Titanium diboride is an attractive material for protective coatings because of its high hardness, high electrical and thermal conductivities. However, many of its high-temperature applications are limited because of its poor oxidation behaviour beyond 700 degrees C. This paper presents a novel approach consisting of doping with implantation of higher valency atoms, to improve its oxidation resistance up to 900 degrees C. TiB2 films (nominal thickness 0.5 mu m) were deposited on polished substrates of stainless steel and alumina using a RF sputtering deposition system. Alumina was chosen as an inert substrate that is more "RBS friendly". Ions of Ta (as a higher valence dopant species) or Ti (to study self ion damage effects) were implanted using a MEVVA ion implanter at an extraction voltage of 65 kV corresponding to an average energy of 190 keV for Ta and 140 keV for Ti ions.
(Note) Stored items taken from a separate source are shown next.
PR #1189, opened 2021-03-16
Run KV smoke tests on openshift-ci

tiraboschi:
Run KV smoke tests on openshift-ci

Enable a new test line to run KV smoke tests on openshift-ci for each PR on this repo.
Another PR on https://github.com/openshift/release will configure a test lane on azure and on GCP
were we have nested virtualization support. We cannot run it on AWS where we need KVM_EMULATION
which is by far too slow to be reliable.

**Release note**:
```release-note
NONE
```

### DIFF
--- a/hack/kv-smoke-tests.sh
+++ b/hack/kv-smoke-tests.sh
@@ -1,0 +1,234 @@
+#!/usr/bin/env bash
+
+set -euxo pipefail
+
+INSTALLED_NAMESPACE=${INSTALLED_NAMESPACE:-"kubevirt-hyperconverged"}
+
+source hack/common.sh
+source cluster/kubevirtci.sh
+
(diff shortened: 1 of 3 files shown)


hack/kv-smoke-tests.sh
```diff
@@ -0,0 +1,248 @@
...
+EOF
+
+cat <<EOF | ${CMD} create -f -
+kind: ConfigMap
+apiVersion: v1
+metadata:
+  name: kubevirt-test-config
+  namespace: ${INSTALLED_NAMESPACE}
+data:
+  test-config.json: |
```
erkanerol, line 218: if the content of this has to be same as `kubevirt-testing-configuration.json `, I would create it from file. `kubectl create configmap --from-file=...`

PR #1192, opened 2021-03-17
[release-1.3] Update Images Digests

orenc1:

**Release note**:

```release-note
update image digests before release
```


tiraboschi (approved):

nunnatsa:
@tiraboschi - this should be copied to `master` 1.3 directory, because it will break the upgrade-prev lanes.

tiraboschi:
> @tiraboschi - this should be copied to `master` 1.3 directory, because it will break the upgrade-prev lanes.

Yes, I'll manually do it.
Then we should find a mechanism to automate this.

orenc1:
> > @tiraboschi - this should be copied to `master` 1.3 directory, because it will break the upgrade-prev lanes.
> 
> Yes, I'll manually do it.
> Then we should find a mechanism to automate this.

We can have a workflow that mirrors the contents of the manifests version folder of a release branch, to it's respective version folder in master, which can be triggered by a special keyword we define in the PR (for example).
Anyway it must go through a PR to master...

PR #1203, opened 2021-03-24
Reconcile CDI configurations

nunnatsa:
HCO now forces the CDI configurations during reconciliation.

The HyperConverged custom resource contains two new fields:
* `scratchSpaceStorageClass` - Override the storage class to used for scratch space during transfer operations. The scratch space storage class is determined in the following order:

  value of scratchSpaceStorageClass, if that doesn't exist, use the default storage class, if there is no default storage class, use the storage class of the DataVolume, if no storage class specified, use no storage class for scratch space.

  HCO will propagate this field to CDI's `spec.config.scratchSpaceStorageClass`
* `resourceRequirements` that contains the `storageWorkloads` field. This field content is a standard kubernetes resourceConfiguration type.

   HCO will propagate this field to CDI's `spec.config.podResourceConfigurations` filed.

**Release note**:

```release-note
HCO now forces the CDI configurations during reconciliation.

API Changes:
The HyperConverged's spec field now contains two new fields:
* scratchSpaceStorageClass
* resourceRequirements.storageWorkloads
```


deploy/crds/hco00.crd.yaml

Ion doses of 1 x 10(15) to 1 x 10(17) ions cm(-2) (corresponding to dopant concentrations of about 0.1-10 at.%) were implanted at nominal RT. After implantation, some samples were vacuum-annealed (30 min at 900 degrees C, at 1 x 10(-5) Torr) to crystallise the films and/or reduce the ion damage. Oxidation of the implanted samples was conducted at 800 and 900 degrees C for 1-4 h in air. Analysis was performed by using RES, SIMS, XRD and SEM techniques. The results show: (1) as-deposited films undergo rapid corrosion and spalling on oxidation; (2) as-implanted films show little improvement and undergo rapid corrosion and spalling on oxidation; (3) when implanted films are first vacuum-annealed and then oxidised, they show an improvement in corrosion resistance and do not undergo any spalling. Ta is thus an effective dopant for improving the oxidation resistance of TiB2 films. (C) 1998 Elsevier Science S.A.